Cash Flow Yield, Nominal Spread, and Zero Volatility Spread for ABS/MBS

Cash Flow Yield

Unlike bonds, cash flows for MBS/ABS investments are commonly monthly.  The cash flows will be made up of interest, scheduled principal repayments, and principal prepayments.  In order for the cash flow expectations to approximate reality, prepayment assumptions must be made.

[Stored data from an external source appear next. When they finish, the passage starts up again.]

PR #524, opened 2023-11-08
🌱 Update installed package unit tests

m1kola:
# Description

This commit does two things.

First: It splits the `TestMakeInstalledPackageVariables` test into two tests:
* One for when `ForceSemverUpgradeConstraints` feature gate enabled (semver)
* One for when `ForceSemverUpgradeConstraints` feature gate disabled (legacy semantics)

Both tests are now table-style tests.

This is done mainly so that we can maintain test data for different semantics separately (e.g. no need to maintain channel entires for semver tests).

Second: Adds extra coverage for disabled state of the `ForceSemverUpgradeConstraints` feature gate. Previously we were not covering some cases for this state of the gate. Example of such case is when `UpgradeConstraintPolicy` field on `Operator` is set to `Ignore`.

## Reviewer Checklist

- [ ] API Go Documentation

### DIFF
--- a/internal/resolution/variablesources/installed_package_test.go
+++ b/internal/resolution/variablesources/installed_package_test.go
@@ -4,24 +4,284 @@ import (
 	"encoding/json"
 	"testing"
 
-	"github.com/operator-framework/deppy/pkg/deppy"
+	"github.com/google/go-cmp/cmp"
+	"github.com/google/go-cmp/cmp/cmpopts"
+	"github.com/operator-framework/deppy/pkg/deppy/constraint"
+	"github.com/operator-framework/deppy/pkg/deppy/input"
 	"github.com/operator-framework/operator-registry/alpha/declcfg"
 	"github.com/operator-framework/operator-registry/alpha/property"
 	rukpakv1alpha1 "github.com/operator-framework/rukpak/api/v1alpha1"
 	"github.com/stretchr/testify/assert"
 	"github.com/stretchr/testify/require"
-	metav1 "k8s.io/apimachinery/pkg/apis/meta/v1"
-	"k8s.io/apimachinery/pkg/util/uuid"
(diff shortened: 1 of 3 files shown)


internal/resolution/variablesources/installed_package_test.go
```diff
@@ -4,392 +4,439 @@ import (
...
+			name:                    "UpgradeConstraintPolicy is set to Ignore",
+			upgradeConstraintPolicy: operatorsv1alpha1.UpgradeConstraintPolicyIgnore,
+			installedBundle:         bundleSet["test-package.v2.0.0"],
+			expectedResult:          []*olmvariables.InstalledPackageVariable{},
+		},
+		{
+			name:                    "no BundleDeployment for an Operator",
+			upgradeConstraintPolicy: operatorsv1alpha1.UpgradeConstraintPolicyEnforce,
+			expectedResult:          []*olmvariables.InstalledPackageVariable{},
+		},
```
awgreene, line 395: Could you explain these two tests?

m1kola: @awgreene sure. 

1. `UpgradeConstraintPolicy is set to Ignore` - When `UpgradeConstraintPolicy` is set to `Ignore` we basically saying that "there are no constraints on how to ugprade". This allows upgrades/downgrades to any version.
2. `no BundleDeployment for an Operator` - means that there is an `Operator` CR, but the requested package has not yet been installed and there is no `BundleDeployment`. In this case - we do not apply upgrade constraints as well (most likely we are reconciling the installation, not an upgrade/downgrade).

Please don't hesitate to to suggest alternative names for test cases if you think that we can communicate better the porpuse of these test cases.

awgreene (approved):
Looks good! Thanks @m1kola

PR #535, opened 2023-11-10
🐛 Resolve Deppy error check todo

m1kola:
# Description

We already have a version which contains the fix and can revert to a simpler check.

## Reviewer Checklist

- [ ] API Go Documentation

### DIFF
--- a/internal/controllers/operator_controller.go
+++ b/internal/controllers/operator_controller.go
@@ -138,19 +138,13 @@ func (r *OperatorReconciler) reconcile(ctx context.Context, op *operatorsv1alpha
 		return ctrl.Result{}, err
 	}
 
-	// TODO: Checking for unsat is awkward using the current version of deppy.
-	//    This awkwardness has been fixed in an unreleased version of deppy.
-	//    When there is a new minor release of deppy, we can revisit this and
-	//    simplify this to a normal error check.
-	//    See https://github.com/operator-framework/deppy/issues/139.
-	unsat := deppy.NotSatisfiable{}
-	if ok := errors.As(solution.Error(), &unsat); ok && len(unsat) > 0 {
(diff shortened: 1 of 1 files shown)


internal/controllers/operator_controller.go
```diff
@@ -472,7 +466,12 @@ func operatorRequestsForCatalog(c client.Reader, logger logr.Logger) handler.Map
 // and joins them with a semicolon (rather than a comma, which the unsat.Error()
 // function does). This function also has the side effect of sorting the items
 // in the unsat slice.
-func prettyUnsatMessage(unsat deppy.NotSatisfiable) string {
+func prettyUnsatMessage(err error) string {
+	unsat := deppy.NotSatisfiable{}
+	if !errors.As(err, &unsat) {
+		panic("we must always receive deppy.NotSatisfiable here")
```
awgreene, line 472: I'm always hesitant about introducing panics in code, could you explain the benefit?

m1kola: `prettyUnsatMessage` is a workaround https://github.com/operator-framework/deppy/issues/142 (there is a comment about it above, not in the diff). It will go away and we will be doing something like this in controller code eventually:

```go
setResolvedStatusConditionFailed(&op.Status.Conditions, err.Error(), op.GetGeneration())
```

I was thinking failing laudly given that this is a temporary code and this condition should never happen unless we introduce a regression. But now I'm thinking about it again - yes, probably there is not much benefit in this and we can do just something like this: 

```go
unsat := deppy.NotSatisfiable{}
if !errors.As(err, &unsat) {
	return err.Error()
}
```

I'll update.

m1kola: Done

awgreene (approved):
Nice work!

PR #537, opened 2023-11-10
🐛 Wait for catalog deletion before recreation

### LINKED ISSUE #536: E2E flake - object is being deleted: catalogs.catalogd.operatorframework.io "test-catalog" already exists
I think this happens because we delete the test catalog here:

https://github.com/operator-framework/operator-controller/blob/f147e61c14dad352ab50d49dbf948d67a3315513/test/e2e/install_test.go#L158

And then without waiting we re-create the catalog with the same name here:

https://github.com/operator-framework/operator-controller/blob/f147e61c14dad352ab50d49dbf948d67a3315513/test/e2e/install_test.go#L173-L175

---

Example is [here](https://github.com/operator-framework/operator-controller/actions/runs/6826929016/job/18567917618):

```
  [FAILED] Unexpected error:
      <*errors.StatusError | 0xc00032fc20>: 
      object is being deleted: catalogs.catalogd.operatorframework.io "test-catalog" already exists
      {
          ErrStatus: {
              TypeMeta: {Kind: "", APIVersion: ""},
              ListMeta: {
                  SelfLink: "",
                  ResourceVersion: "",
                  Continue: "",
                  RemainingItemCount: nil,
              },
              Status: "Failure",
              Message: "object is being deleted: catalogs.catalogd.operatorframework.io \"test-catalog\" already exists",
              Reason: "AlreadyExists",
              Details: {
                  Name: "test-catalog",
                  Group: "catalogd.operatorframework.io",
                  Kind: "catalogs",
                  UID: "",
                  Causes: nil,
                  RetryAfterSeconds: 0,
              },
              Code: 409,
          },
      }
  occurred
  In [It] at: /home/runner/work/operator-controller/operator-controller/test/e2e/install_test.go:176 @ 11/10/23 15:56:52.44
```

m1kola:
# Description

Fixes #536

## Reviewer Checklist

- [ ] API Go Documentation

### DIFF
--- a/test/e2e/install_test.go
+++ b/test/e2e/install_test.go
@@ -154,8 +154,12 @@ var _ = Describe("Operator Install", func() {
 				PackageName: pkgName,
 			}
 
-			// Delete the catalog first
+			By("deleting the catalog first")
 			Expect(c.Delete(ctx, operatorCatalog)).To(Succeed())
+			Eventually(func(g Gomega) {
+				err := c.Get(ctx, types.NamespacedName{Name: operatorCatalog.Name}, &catalogd.Catalog{})
+				g.Expect(errors.IsNotFound(err)).To(BeTrue())
+			}).Should(Succeed())
 
 			By("creating the Operator resource")
 			Expect(c.Create(ctx, operator)).To(Succeed())


test/e2e/install_test.go
```diff
@@ -154,8 +154,12 @@ var _ = Describe("Operator Install", func() {
 				PackageName: pkgName,
 			}
 
-			// Delete the catalog first
+			By("deleting the catalog first")
 			Expect(c.Delete(ctx, operatorCatalog)).To(Succeed())
+			Eventually(func(g Gomega) {
+				err := c.Get(ctx, types.NamespacedName{Name: operatorCatalog.Name}, &catalogd.Catalog{})
+				g.Expect(errors.IsNotFound(err)).To(BeTrue())
+			}).Should(Succeed())
```
awgreene, line 162: We could retry on failed deletes until we get a 404, this allows us to recover from the initial delete call failure.
```suggestion
			Eventually(func(g Gomega) {
				err := c.Delete(ctx, operatorCatalog)
				g.Expect(errors.IsNotFound(err)).To(BeTrue())
			}).Should(Succeed())
```

awgreene: Bit of a nit btw.

awgreene: Could do
```
g.Expect(errors.IsNotFound(c.Delete(ctx, operatorCatalog))).To(BeTrue())
```

m1kola: I like that! We have one place related to catalog deletion. I'll update it too to be consistent.

ncdc: I don't think I'd do it this way. We expect a delete always to succeed. If you had a concern about it succeeding, you _could_ wrap the delete itself in an eventually (although I wouldn't).

This pattern of
1. Do an action that is always expected to succeed
2. Wait until result of action is eventually visible

is fairly standard for k8s e2e tests.

m1kola: That also makes sense.

@ncdc @awgreene given that it works as we want both ways and we already have a pattern of delete & wait elsewhere - I'll keep it as currently is.

PR #544, opened 2023-11-16
:book: Issue #407: Docs for version range support

### LINKED ISSUE #407: Documentation for support of version ranges
Let's document our newly added support for version ranges being specified in the Operator API's `spec.version` field.

michaelryanpeter:
# Description
Add docs explaining version range. Closes #407.

## Reviewer Checklist

- [ ] API Go Documentation

### DIFF
--- a/docs/drafts/version-ranges.md
+++ b/docs/drafts/version-ranges.md
@@ -1,0 +1,49 @@
+# Operator version ranges
+
+This document explains how to specify a version range to install or update an Operator with OLM 1.0.
+
+You define an Operator's target version in its custom resource (CR) file.
+The following list describes how OLM resolves an Operator's target version, and the resulting actions:
+
+Not specifying a version in the CR
+: Installs or updates the latest version of the Operator.
+Updates are applied automatically when they are published to the catalog.
+
+Specifying a version in the CR
+: Installs or updates the specified version.
+Updates are not applied automatically.
+If you want to update the Operator, you must manually edit the CR and apply the changes to the cluster.
+
+Specifying a channel
+: Installs or updates the latest version of the Operator in the channel.
+Updates are applied automatically when they are published to the specified channel.
+
+Specifying a version range in the CR
+: Installs or updates the latest version of the Operator within the version range.
+Updates that are within the specified range are automatically installed.
+Updates that are outside of the specified range are not installed.
+
+The `spec.version` field uses the Masterminds `semver` package to enable the version range functionality.
+
+OLM 1.0 does not support following methods for specifying a version range:
+
+* Using tags and labels are not supported.
+You must use semantic versioning to define a version range.
+* Using [hypen range comparisons](https://github.com/Masterminds/semver#hyphen-range-comparisons) are not supported.
+For example, the following range option is not supported:
+
+  ```yaml
+  version: 3.0 - 3.6
+  ```
+
+  To specify a range option, use a method similar to the following example:
+
+  ```yaml
+  version: >=3.0 <3.6
+  ```
+
+You can use the `x`, `X`, and `*` characters as wildcard characters in all comparison operations.
+
+For more information about parsing, sorting, checking, and comparing version constraints, see the [Masterminds SemVer README](https://github.com/Masterminds/semver#semver).
+
+## Example CRs that specify a version range


docs/drafts/version-ranges.md
```diff
@@ -0,0 +1,49 @@
+# Operator version ranges
+
+This document explains how to specify a version range to install or update an Operator with OLM 1.0.
+
+You define an Operator's target version in its custom resource (CR) file.
+The following list describes how OLM resolves an Operator's target version, and the resulting actions:
+
+Not specifying a version in the CR
```
michaelryanpeter, line 8: I was trying to get a definition list here. I think I messed up the formatting for that.

docs/drafts/version-ranges.md
```diff
@@ -0,0 +1,49 @@
...
+
+  ```yaml
+  version: >=3.0 <3.6
+  ```
+
+You can use the `x`, `X`, and `*` characters as wildcard characters in all comparison operations.
+
+For more information about parsing, sorting, checking, and comparing version constraints, see the [Masterminds SemVer README](https://github.com/Masterminds/semver#semver).
+
+## Example CRs that specify a version range
```
michaelryanpeter, line 49: Do we want to supply a few example CRs? Or could that wait until we flesh out the topic in the customer-facing documentation?

docs/drafts/version-ranges.md
```diff
@@ -0,0 +1,49 @@
...
+Updates that are within the specified range are automatically installed.
+Updates that are outside of the specified range are not installed.
+
+The `spec.version` field uses the Masterminds `semver` package to enable the version range functionality.
+
+OLM 1.0 does not support following methods for specifying a version range:
+
+* Using tags and labels are not supported.
+You must use semantic versioning to define a version range.
+* Using [hypen range comparisons](https://github.com/Masterminds/semver#hyphen-range-comparisons) are not supported.
```
joelanford, line 32: Not sure how others feel, but I think we should try to avoid referencing masterminds directly. We have defined a version range pattern that we validate in the API, so I think we should just document that. Today, it happens to be a subset of the valid masterminds patterns.

Ultimately, _that_ is what we'll have to support, even if masterminds makes other changes.

docs/drafts/version-ranges.md
```diff
@@ -0,0 +1,49 @@
...
+Updates are applied automatically when they are published to the catalog.
+
+Specifying a version in the CR
+: Installs or updates the specified version.
+Updates are not applied automatically.
+If you want to update the Operator, you must manually edit the CR and apply the changes to the cluster.
+
+Specifying a channel
+: Installs or updates the latest version of the Operator in the channel.
+Updates are applied automatically when they are published to the specified channel.
```
joelanford, line 19: I would expect this doc to be purely about `spec.version`, so I'd suggest striking this.

In a higher-level doc, I'd expect something that talks about the various `spec` fields and their interactions.

docs/drafts/version-ranges.md
```diff
@@ -0,0 +1,49 @@
+# Operator version ranges
+
+This document explains how to specify a version range to install or update an Operator with OLM 1.0.
+
+You define an Operator's target version in its custom resource (CR) file.
+The following list describes how OLM resolves an Operator's target version, and the resulting actions:
+
+Not specifying a version in the CR
+: Installs or updates the latest version of the Operator.
```
joelanford, line 9: > latest

Technically, it's the latest version _that satisfies resolution_. I think it's important to call that out pretty clearly somewhere, and possibly explain with an example.

For example:

In the catalog:
- packageA v1.0.0 exists and depends on packageB v1.2.0
- packageB v1.2.0 exists
- packageB v1.2.1 exists

On the cluster:
- Operator for `packageA` says `spec.version: 1.0.0`
- Operator for `packageB` says `spec.version: 1.2.x`

The version that will ultimately be chosen for `packageB` is 1.2.0 even though 1.2.1 is available, because that's what `packageA` requires.

docs/drafts/version-ranges.md
tmshort: So, this really doesn't look like a "list", more a a set of short paragraphs.

docs/drafts/version-ranges.md
tmshort: If we are not going to reference Masterminds directly, we should put in the supported operations in here.

docs/drafts/version-ranges.md
michaelryanpeter: Agreed. The formatting didn't turn out the way I wanted it to. I will take another approach.

docs/drafts/version-ranges.md
michaelryanpeter: For the moment, I linked to Deppy's README to explain resolution. WDYT of creating a follow up issue to port the OCP docs about dependency resolution upstream?

docs/drafts/version-ranges.md
michaelryanpeter: Removed.

docs/drafts/version-ranges.md
```diff
@@ -0,0 +1,104 @@
...
+
+| Operator | Definition                        |
+|----------|-----------------------------------|
+| `=`      | equal (not aliased to an operator |
+| `!=`     | not equal                         |
+| `>`      | greater than                      |
+| `<`      | less than                         |
+| `>=`     | greater than or equal to          |
+| `<=`     | less than or equal to             |
+
```
michaelryanpeter, line 41: I created https://github.com/operator-framework/operator-controller/issues/550 to further explain[ working with pre-releases](https://github.com/Masterminds/semver/blob/2f39fdc11c33c38e8b8b15b1f04334ba84e751f2/README.md#working-with-prerelease-versions)

docs/drafts/version-ranges.md
```diff
@@ -0,0 +1,93 @@
+# Operator version ranges
+
+This document explains how to specify a version range to install or update an Operator with OLM 1.0.
+
+You define a version range in an Operator's custom resource (CR) file.
+
+## Specifying a version range in the CR
```
michaelryanpeter, line 7: I removed the other sections on the `spec.version` field. They didn't make sense with the expanded content, and I think it will take a bit more work to incorporate the content into one doc on the `spec.version` field. I created a follow up issue here: https://github.com/operator-framework/operator-controller/issues/551

docs/drafts/version-ranges.md
```diff
@@ -0,0 +1,93 @@
+# Operator version ranges
```
michaelryanpeter, line 1: I created a follow up issue to add example CRs to the doc: https://github.com/operator-framework/operator-controller/issues/552

docs/drafts/version-ranges.md
```diff
@@ -0,0 +1,93 @@
...
+
+### Comparisons
+
+You define a version range by adding a comparison string to the `spec.version` field. A comparison string is composed of a list of comma or space separated values and one or more comparison operators. You can add an additional comparison string by including an OR (`||`) operator between the strings.
+
+#### Basic comparisons
+
+| Operator | Definition                        |
+|----------|-----------------------------------|
+| `=`      | equal (not aliased to an operator |
```
everettraven, line 24: Missing a closing parenthesis
```suggestion
| `=`      | equal (not aliased to an operator) |
```

everettraven (commented):
This doc looks great to me! I noticed one small thing:

docs/drafts/version-ranges.md
```diff
@@ -0,0 +1,93 @@
...
+| `!=`     | not equal                         |
+| `>`      | greater than                      |
+| `<`      | less than                         |
+| `>=`     | greater than or equal to          |
+| `<=`     | less than or equal to             |
+
+#### Range comparisons
+
+OLM 1.0 does not support hypen range comparisons.
```
tmshort, line 33:
```suggestion
OLM 1.0 does not support hyphen range comparisons.
```

michaelryanpeter: Addressed in https://github.com/operator-framework/operator-controller/commit/164bb28f70011347ebf4483700903a50adbcfc88

docs/drafts/version-ranges.md
michaelryanpeter: Addressed in https://github.com/operator-framework/operator-controller/commit/164bb28f70011347ebf4483700903a50adbcfc88

everettraven (approved):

r bond equiv. yield = 2[(1 + i monthly)6 – 1]

An investor actually realizing the cash flow yield return depends upon the following taking place:

  • Cash flows are re-invested every month at the cash flow yield;
  • Prepayments equal the assumed prepayment schedule;
  • The investor holds the ABS/MBS until it is retired.

Nominal Spread

Compares the cash flow yield of the ABS/MBS to the yield to maturity of a Treasury security with a maturity equal to the average life of the ABS/MBS.

Nominal Spread = CF Yield – YTM of comparable Treasury

The nominal spread may be a flawed measure of comparison as the spread may not reflect risk premiums unique to the ABS/MBS, such as prepayment risk.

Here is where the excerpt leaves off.